The first projects illustrate the flair ACSS is bringing to the sometimes stuffy world of social science. One study focuses on inequality, mobility, and development, and has brought together economists and other “hard” social scientists to explore issues like the impact of refugees from Syria’s civil war. A second, called “New Paradigms Factory,” unabashedly seeks to midwife the region’s next big ideas, asking scholars to challenge its dominant notions of sovereignty, national identity, and government power. The third major project, “Producing the Public in Arab Societies,” probes minority identity, community organizing, and alternative media sources—sensitive issues that governments steer away from, but that will be key to any new ordering of Arab civic life.

***

SOME AMONG the inaugural crop of researchers worry that despite its forward-looking visions, the window for an experiment like the Arab Council for the Social Sciences might already be closing. Two years ago, when Shami recruited her first team of scholars and grant recipients, a wave of optimism was washing over the Arab world. “It was a time to be brave, to test the boundaries of free expression,” she said.

Now, many of the same old restrictions have returned: Egyptian secret police, who had backed off after dictator Hosni Mubarak’s fall, resumed their open scrutiny of intellectuals after the military coup in July.
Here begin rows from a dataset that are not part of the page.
PR #311, opened 2016-07-18
Iris dev 78 get fitting ranges

jbudynk:
Addresses:
ChandraCXC/iris-dev#78 - get fitting ranges from plotter
ChandraCXC/iris-dev#79 - set fitting ranges

# Description

Fitting ranges are set by clicking start and end points on the plotter. On the Fitting Tool, the user clicks "Add Range", then clicks on a start and end point to denote the fitting range. Multiple ranges can be defined. Fitting ranges can be cleared by clicking "Clear Ranges."

Ranges are stored in a List<FittingRange> in the FitConfiguration. One can access the ranges with FitConfiguration.getFittingRanges(). FittingRange is a simple object that has getters/setters for the start and end points, as well as the spectral unit.

All ranges are converted to Angstroms in FitConfiguration.addFittingRange(). The order of the start and end points is sorted in addFittingRange() as well.

If the Iris Visualizer is not open or visible, and "Add Range" is clicked, then a warning message pops up asking the user to open the Visualizer in order to set the fitting ranges.

Caveats:

 - Currently, there is no way from the GUI to remove a selected range; one has to remove all the ranges to remove one of them.

TODOs:

 - there is no test to check that the MouseXRangesClickedListener works as expected. While I've tested that this works by hand often, I'd feel better writing an automatic test that opens both the Fitting Tool and Visualizer, adds a range by clicking on two points on the plotter, then checks that the FitConfiguration contains the expected fitting range.

### DIFF
--- a/iris-visualizer/src/main/java/cfa/vo/iris/fitting/FittingRangesFrame.java
+++ b/iris-visualizer/src/main/java/cfa/vo/iris/fitting/FittingRangesFrame.java
@@ -343,6 +343,9 @@ public class FittingRangesFrame extends javax.swing.JInternalFrame {
             Logger.getLogger(FittingRangesFrame.class.getName()).log(Level.SEVERE, null, ex);
         }
 
+        // refresh the plot to show new fitting range
+        preferences.getDataModel().refresh();
+        
         // update table
         updateTable();
     }//GEN-LAST:event_addRangeButtonActionPerformed


jbudynk:
Note that the Travis build for Java 1.8 is failing at `testSetFittingRangesNoPlotter(cfa.vo.iris.visualizer.FittingToolComponentTest)`. It passes on Java 1.7, and on my workstation (which is also Java 1.7). I will need to investigate why this is happening.

I will also need to rebase my changes on top of PR #310 since it updates the Fitting Tool layout.

iris-common/src/main/java/cfa/vo/iris/fitting/FittingRange.java
```diff
@@ -0,0 +1,65 @@
...
+package cfa.vo.iris.fitting;
+
+/**
+ *
+ * Simple object for holding the start and end points of a fitting range.
+ */
+public class FittingRange {
+    private double startPoint;
+    private double endPoint;
+    private String xunit;
```
eholum: can you make this an XUnit object?

iris-visualizer/src/main/java/cfa/vo/iris/fitting/FittingMainView.java
```diff
@@ -447,9 +474,30 @@ private void doFit(java.awt.event.ActionEvent evt) {//GEN-FIRST:event_doFit
...
 
+    private void addFitRangeButtonActionPerformed(java.awt.event.ActionEvent evt) {//GEN-FIRST:event_addFitRangeButtonActionPerformed
+        // if there are no SEDs, don't set the fitting ranges
+        if (this.getSedModel() == null) {
+            return;
+        }
+        
+        // if the PlotterView isn't up, ask the user to open it
+        MouseXRangesClickedListener listener = (MouseXRangesClickedListener) this.preferences.getMouseListenerManager().getListener(MouseXRangesClickedListener.class);
+        if (listener.getPlotterView() == null || !listener.getPlotterView().isVisible()) {
```
eholum: null check the listener, too, since that method specifically returns null

iris-common/src/main/java/cfa/vo/iris/fitting/FittingRange.java
jbudynk: cfa.vo.iris.sed.quantities.XUnit

or

cfa.vo.iris.units.XUnit?

jbudynk: (and I agree it should be changed to one of those. I'm veering towards cfa.vo.iris.sed.quantities.XUnit as that's got all the enums we use. I've got working versions for both objects)

jbudynk: I made `FittingRanges.xunit` a cfa.vo.iris.sed.quantities.XUnit.

eholum:
Two questions:
1) How are the ranges clicked displayed to the user? Or the set ranges?
2) When the 'fit' button is clicked, can the plotterview come to the front if it's open? Also, is there a way to have some kind of window or something shown that shows what values have been chosen as min and max?

jbudynk:
Rebasing. Original tip was 8c126fa.

jbudynk:
I've added a frame for viewing / editing the fitting ranges. One can now add a specific fit range to the fit configuration, and remove a selection of the fit ranges instead of removing all of them. This "fitting range manager" can be accessed from the menu bar under "Edit." 

GUI tests have also been added. Note that I still don't have a test for mocking fit ranges added from the Plotter, but I've checked them by hand.

Caveats:
  - If adding ranges from the Plotter in Co-plot mode, the fit ranges will be added to each co-plotted SED.
  - If a user resets the plot in the middle of adding ranges from the plotter, the user will have to click somewhere on the plot to finish defining the ranges.

eholum:
Nice, I really like the look of that window. What about removing the add button on the fitting tool, and just putting in an add/edit fitting ranges button that opens that up? Maybe?

jbudynk:
Yeah, I think that'd be nice, too. The reason I didn't do that in the first place was so there didn't have to be so many windows popping up, but I think the manager is condensed enough for easy use. @olaurino, do you have any preference?

olaurino:
Not really :)

jbudynk:
I can't get the Java 1.8 build to pass on Travis. Also, Travis has been having issues all day, making my builds take over 30 minutes to run. This branch passes on my laptop which uses Java 1.8 (1.8.0_40). I will rebase this off of master, but I am unsure on what to do after.

jbudynk:
I merged PR #316 into this branch, which has the logic for showing the fitting ranges on the Plotter.

jbudynk:
Rebasing on master. Original tip was 12027ac.

jbudynk:
Cleaned up messy rebase. (bad) original tip was b033bee.

olaurino:
I removed commits ce13310 and 12d2ab8, which are now 86bf859 and 3f86044.

PR #313, opened 2016-07-21
Add Vizier/CDS plugin

olaurino:
Fix chandracxc/iris-dev#84.

This PR introduces a rather simple plugin for fetching data from the Vizier photometry/SED service.

It's based on an early prototype which was revamped to include error handling, few tests, and to improve the GUI, which is still very simple.

As for testing, I spent quite some time trying to figure out why I could not have different functional tests for the whole GUI, then I gave up. Most likely, the way a Swing `Application` works some static data is leaking when invoking the main method of the an extending application, so that if the main method is invoked more than once (as it happens during tests), the GUI does not work properly. At runtime, the exit logic actually terminates with a system exit, but that has to be short-circuited during tests.

The solution for now is to have only one functional test with all the tested interactions.

I based this PR off #310 to get some test changes, but the relevant commits start with 	d1fde2a.


olaurino:
Rebasing. Original tip was at 0ca09b0.

olaurino:
Rebasing to remove spurious commit from a different PR (argh!). Previous tip was eae8b8d.

jbudynk:
Looks good on Linux. Though I would suggest adding more padding around the box edges.

On OS X though, I can't change the size of the window, I can't see what I've typed in for the search radius (because the box is very narrow), and I can't see a "Submit" button.

Viewing this on the Plotter reminds me we need to implement the legend RFE soon too :)

jbudynk:
The layout looks much better on OS X. Looks fine on Linux too.

olaurino:
Are we good to merge this?

PR #314, opened 2016-07-22
Fit masked data

eholum:
Replaces #312 - opening against master.

Resolves
ChandraCXC/iris-dev#112

Added support for the fitting tool to get masked data instead of all the data when computing a fit. Additional unit/functional tests at several layers verify the changes.

One note, I made an interface for the star table that we use for plotting so that we can interchangeably use IrisStarTables and SegmentStarTables, when required.

Also, note that this is branched off model-validation for ease of viewing.

In order to satisfy the conditions of the FittingFunctionalIT, we always use the original Spectral, Flux, and Flux Error values when fitting, rather than the data currently in the plotter.

EDIT:
Also included the changes for optimizing construction of SegmentStarTables.


olaurino:
I quickly reviewed the code, and I am OK with the changes.

PR #315, opened 2016-07-25
Show and Hide Legend

eholum:
Adding jcheckbox for showing and hiding the legend on the plotdisplay. Show and hiding does not alter the plot's aspect.

Also disabling the filter expression panel in the metadata browser, for now.


jbudynk:
Looks good. I tested it out with some ASDC data, and it works as expected.

PR #316, opened 2016-07-25
Plot Fitting Ranges

eholum:
Opening against #311 since this includes all of those changes.

Plots fitting ranges as a new layer in the stil plotter. There's a significant TODO in the StilPlotter's construction of the plot display, in that we don't have access to the aspect's bounds prior to constructing a plot, so we just do it twice, if necessary. This keeps the fitting ranges from affecting the default view ranges on the plotter.

Ranges are always plotted at 10% from the y-axis minimum.


jbudynk:
The ranges look fine, but it doesn't look like it's plotted at 10% the minimum y-value. On a linear scale it looks close, but on a log scale, it looks more like 10% the maximum. However for now I think it's fine.

I also noticed that if I pan the plotter so that the midpoint of the fitting range falls off the edge of the plotter, the blue line disappears. This one is a little more annoying, but the issue could lie in STILTS and not Iris. Maybe using a different mark type would change the behavior; but I'd add it as an item to ask Mark Taylor for now.

jbudynk:
I'm OK with merging this into iris-dev-78.

PR #319, opened 2016-08-02
Fix Assorted Bugs

eholum:
Opening this now to prevent any one PR from containing too many commits in one go. This PR address the following issues:

+ Co-plotting an empty SED throws exception - the dataModel will skip adding empty SEDs
+ Show legend not correctly bound on plot window - updated the plotterview method to include the show legend option.
+ Masking points throws an arrayindexoutofbounds exception when re-plotting with model functions - since the model functions are based on all points, but were trying to use masked tables - fixed that in the SedModel
+ Fitting ranges don't show up at the right spot on log-scales - address that in the StilPlotter
+ Removed Unused menu items from the Metadata Browser.

EDIT:
+ Fixed issue with grid lines and a fixed plot.
+ Fixed error related to sorting/masking in the metadata browser.

### DIFF
--- a/iris-common/src/main/java/cfa/vo/iris/sed/stil/SegmentStarTable.java
+++ b/iris-common/src/main/java/cfa/vo/iris/sed/stil/SegmentStarTable.java
@@ -25,7 +25,6 @@ import java.util.TreeSet;
 import java.util.UUID;
 
 import cfa.vo.iris.sed.ExtSed;
-import cfa.vo.sherpa.SherpaClient;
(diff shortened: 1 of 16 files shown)


eholum:
Added change for making plot marks filled diamonds, error bars larger. Easy to tweak going forward if this still isn't good.

eholum:
Rebased over release/3.0b1

olaurino:
Merged, although in bits and pieces.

Qatar, Bahrain, and the United Arab Emirates, fearing revolts from their own citizens, have also tightened their approach to academic inquiry, shutting down local research institutes and banning critical academics from attending conferences and teaching at international universities. Several of the scholars who met in Beirut as part of the “Producing the Public” working group declined to speak on the record even in general terms about the ACSS, fearing that any publicity at all might interfere with their work.

The first ACSS projects will take several years to yield results, and Shami says the long-term impact will depend, in part, on whether Arab governments continue to actively persecute intellectuals they perceive as critics. Meanwhile, Shami says, the group intends to go where it is most acutely needed—funding the edgiest and most relevant scholarship, and pushing for more open access to archives and data. To make up for the lack of regional peer-reviewed journals, it might begin publishing research itself. With the grandiose-sounding goal of transforming the entire discourse about the Arab world, Shami is aware that ACSS might fail; but she’s not interested, she said, “in biding our time and holding annual conferences.” If it proves necessary, she said, ACSS might create its own university.

Already, though, ACSS has had some visible impact. Omar Dahi, an economist at Hampshire College in Massachusetts, won a grant from the new council to study the way Syrian refugees are supporting themselves and how they are transforming the nations to which they’ve fled. He’s spending the semester in Beirut, and he expects to produce a series of articles that will bring rigor to a heated and topical policy debate. The council, he says, allows Arab scholars “to answer their own questions, and not only the questions being asked in North American and Western European academia.”

“It’s not easy, and ACSS alone is not going to be able to do it,” Dahi said. “But you have to start somewhere.”